[Start of section]

Issue #370, opened 2024-01-18
Make `FocusedJavaAllProposalComputer` more robust


ruspl-afed:
During attempt to complete invalid Java code there is a Mylyn failure reported:

`The 'org.eclipse.mylyn.java.ui.javaAllCompletionProposalComputer' proposal computer from the 'org.eclipse.mylyn.java.ui' plug-in did not complete normally. The extension has thrown a runtime exception.`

[End of section]

## Your goal
Say how many lines of the records contain the word "complete", and give no other output.

## Exercise solution
2